- WHAT IS BEING ASKED: Would you output the entries below only from the line containing "PR #166, opened 2026-07-16" through the line containing "### Collection-not-found is", exactly as they stand and with both ends included?

Segment Start: DATA PROVIDED

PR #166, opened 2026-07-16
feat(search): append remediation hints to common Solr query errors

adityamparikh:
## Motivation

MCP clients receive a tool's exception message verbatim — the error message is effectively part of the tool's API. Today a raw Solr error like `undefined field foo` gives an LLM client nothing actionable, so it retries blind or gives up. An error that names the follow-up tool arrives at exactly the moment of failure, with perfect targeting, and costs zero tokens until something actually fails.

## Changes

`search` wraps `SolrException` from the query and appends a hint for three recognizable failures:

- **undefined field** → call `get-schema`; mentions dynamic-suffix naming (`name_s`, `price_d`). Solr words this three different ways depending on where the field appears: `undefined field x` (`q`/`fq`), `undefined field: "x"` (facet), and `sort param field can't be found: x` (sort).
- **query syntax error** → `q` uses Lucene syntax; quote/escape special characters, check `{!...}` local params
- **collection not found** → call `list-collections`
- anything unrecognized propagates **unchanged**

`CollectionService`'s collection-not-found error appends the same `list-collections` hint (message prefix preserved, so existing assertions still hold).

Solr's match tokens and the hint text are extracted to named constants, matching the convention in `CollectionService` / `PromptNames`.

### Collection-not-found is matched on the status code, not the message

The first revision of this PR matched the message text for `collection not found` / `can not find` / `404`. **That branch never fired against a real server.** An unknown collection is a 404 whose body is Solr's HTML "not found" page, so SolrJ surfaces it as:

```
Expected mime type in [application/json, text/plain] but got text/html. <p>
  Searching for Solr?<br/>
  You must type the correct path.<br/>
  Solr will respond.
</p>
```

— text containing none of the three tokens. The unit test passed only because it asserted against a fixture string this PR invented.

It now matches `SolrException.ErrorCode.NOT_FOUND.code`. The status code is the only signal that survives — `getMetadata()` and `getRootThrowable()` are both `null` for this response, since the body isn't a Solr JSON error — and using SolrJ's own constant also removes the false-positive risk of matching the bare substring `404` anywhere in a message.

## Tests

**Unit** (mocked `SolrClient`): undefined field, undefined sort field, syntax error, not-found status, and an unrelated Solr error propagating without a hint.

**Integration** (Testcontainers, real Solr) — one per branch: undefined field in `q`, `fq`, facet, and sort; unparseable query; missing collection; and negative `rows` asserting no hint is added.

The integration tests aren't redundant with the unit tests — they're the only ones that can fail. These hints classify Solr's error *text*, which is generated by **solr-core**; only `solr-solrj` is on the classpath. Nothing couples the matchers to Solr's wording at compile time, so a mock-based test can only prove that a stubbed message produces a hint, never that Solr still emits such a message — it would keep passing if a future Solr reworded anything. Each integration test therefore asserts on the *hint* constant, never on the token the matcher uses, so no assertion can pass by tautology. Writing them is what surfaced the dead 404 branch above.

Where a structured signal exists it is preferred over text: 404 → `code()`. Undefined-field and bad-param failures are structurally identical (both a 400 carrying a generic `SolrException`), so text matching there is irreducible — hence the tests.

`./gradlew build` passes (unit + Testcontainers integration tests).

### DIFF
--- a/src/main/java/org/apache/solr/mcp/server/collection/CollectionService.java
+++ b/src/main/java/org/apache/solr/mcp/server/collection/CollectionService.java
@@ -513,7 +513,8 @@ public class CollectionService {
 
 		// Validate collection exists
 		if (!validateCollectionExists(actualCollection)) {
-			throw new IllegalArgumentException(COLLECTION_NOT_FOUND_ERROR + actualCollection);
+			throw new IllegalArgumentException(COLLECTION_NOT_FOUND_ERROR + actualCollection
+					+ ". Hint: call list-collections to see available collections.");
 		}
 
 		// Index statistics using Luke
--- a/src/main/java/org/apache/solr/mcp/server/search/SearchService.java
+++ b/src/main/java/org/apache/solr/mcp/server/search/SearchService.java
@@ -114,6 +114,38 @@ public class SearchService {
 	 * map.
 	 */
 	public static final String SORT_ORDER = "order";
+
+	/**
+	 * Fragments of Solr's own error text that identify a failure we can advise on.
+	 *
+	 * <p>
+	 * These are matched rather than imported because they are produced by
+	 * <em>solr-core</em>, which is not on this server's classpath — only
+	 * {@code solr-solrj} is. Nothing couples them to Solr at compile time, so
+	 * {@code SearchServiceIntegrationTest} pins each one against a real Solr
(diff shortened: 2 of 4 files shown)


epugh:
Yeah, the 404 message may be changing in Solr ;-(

Segment End: DATA PROVIDED
Segment Start: DATA PROVIDED

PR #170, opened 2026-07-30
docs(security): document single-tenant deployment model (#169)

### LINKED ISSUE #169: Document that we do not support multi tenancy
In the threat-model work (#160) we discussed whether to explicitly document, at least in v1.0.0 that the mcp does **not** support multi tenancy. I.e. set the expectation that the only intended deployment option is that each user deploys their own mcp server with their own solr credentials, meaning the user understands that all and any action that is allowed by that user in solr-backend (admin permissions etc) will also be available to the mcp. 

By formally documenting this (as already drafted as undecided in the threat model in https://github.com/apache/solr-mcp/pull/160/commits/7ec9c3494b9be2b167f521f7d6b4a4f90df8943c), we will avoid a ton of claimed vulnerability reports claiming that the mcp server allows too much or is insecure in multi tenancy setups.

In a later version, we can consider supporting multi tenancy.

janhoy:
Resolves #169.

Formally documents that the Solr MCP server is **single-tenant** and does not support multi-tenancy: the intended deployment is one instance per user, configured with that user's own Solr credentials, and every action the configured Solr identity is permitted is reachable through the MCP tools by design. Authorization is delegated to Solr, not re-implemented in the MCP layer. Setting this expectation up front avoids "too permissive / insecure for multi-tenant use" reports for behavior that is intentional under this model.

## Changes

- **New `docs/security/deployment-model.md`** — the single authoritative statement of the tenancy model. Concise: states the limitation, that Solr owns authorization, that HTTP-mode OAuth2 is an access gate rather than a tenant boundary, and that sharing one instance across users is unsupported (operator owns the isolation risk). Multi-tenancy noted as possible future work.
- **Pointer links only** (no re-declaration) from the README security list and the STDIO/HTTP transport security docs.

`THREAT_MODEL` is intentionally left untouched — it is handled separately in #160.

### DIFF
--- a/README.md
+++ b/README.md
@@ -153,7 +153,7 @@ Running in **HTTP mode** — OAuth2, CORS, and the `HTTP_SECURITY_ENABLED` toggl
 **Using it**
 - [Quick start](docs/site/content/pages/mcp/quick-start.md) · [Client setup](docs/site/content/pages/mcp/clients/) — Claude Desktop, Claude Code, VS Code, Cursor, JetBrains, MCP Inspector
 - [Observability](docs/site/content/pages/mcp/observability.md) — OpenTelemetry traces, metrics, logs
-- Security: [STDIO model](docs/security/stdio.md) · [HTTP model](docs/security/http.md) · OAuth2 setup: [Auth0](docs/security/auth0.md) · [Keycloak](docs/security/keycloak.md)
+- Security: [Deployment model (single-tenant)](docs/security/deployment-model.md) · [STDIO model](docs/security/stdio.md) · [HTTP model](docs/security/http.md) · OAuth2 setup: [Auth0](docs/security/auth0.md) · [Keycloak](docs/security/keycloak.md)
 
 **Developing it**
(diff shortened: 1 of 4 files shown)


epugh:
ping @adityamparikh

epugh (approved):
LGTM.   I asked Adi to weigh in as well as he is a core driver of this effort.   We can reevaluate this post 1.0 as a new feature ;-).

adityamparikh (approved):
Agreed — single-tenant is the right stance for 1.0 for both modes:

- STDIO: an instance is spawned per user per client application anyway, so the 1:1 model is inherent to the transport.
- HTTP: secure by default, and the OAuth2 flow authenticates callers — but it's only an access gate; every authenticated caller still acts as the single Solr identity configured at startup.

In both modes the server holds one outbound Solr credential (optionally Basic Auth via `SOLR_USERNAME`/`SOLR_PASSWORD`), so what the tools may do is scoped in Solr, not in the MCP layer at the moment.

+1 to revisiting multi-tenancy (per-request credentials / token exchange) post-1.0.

Segment End: DATA PROVIDED

- OUTPUT FOR THIS TASK:
PR #166, opened 2026-07-16
feat(search): append remediation hints to common Solr query errors

adityamparikh:
## Motivation

MCP clients receive a tool's exception message verbatim — the error message is effectively part of the tool's API. Today a raw Solr error like `undefined field foo` gives an LLM client nothing actionable, so it retries blind or gives up. An error that names the follow-up tool arrives at exactly the moment of failure, with perfect targeting, and costs zero tokens until something actually fails.

## Changes

`search` wraps `SolrException` from the query and appends a hint for three recognizable failures:

- **undefined field** → call `get-schema`; mentions dynamic-suffix naming (`name_s`, `price_d`). Solr words this three different ways depending on where the field appears: `undefined field x` (`q`/`fq`), `undefined field: "x"` (facet), and `sort param field can't be found: x` (sort).
- **query syntax error** → `q` uses Lucene syntax; quote/escape special characters, check `{!...}` local params
- **collection not found** → call `list-collections`
- anything unrecognized propagates **unchanged**

`CollectionService`'s collection-not-found error appends the same `list-collections` hint (message prefix preserved, so existing assertions still hold).

Solr's match tokens and the hint text are extracted to named constants, matching the convention in `CollectionService` / `PromptNames`.

### Collection-not-found is matched on the status code, not the message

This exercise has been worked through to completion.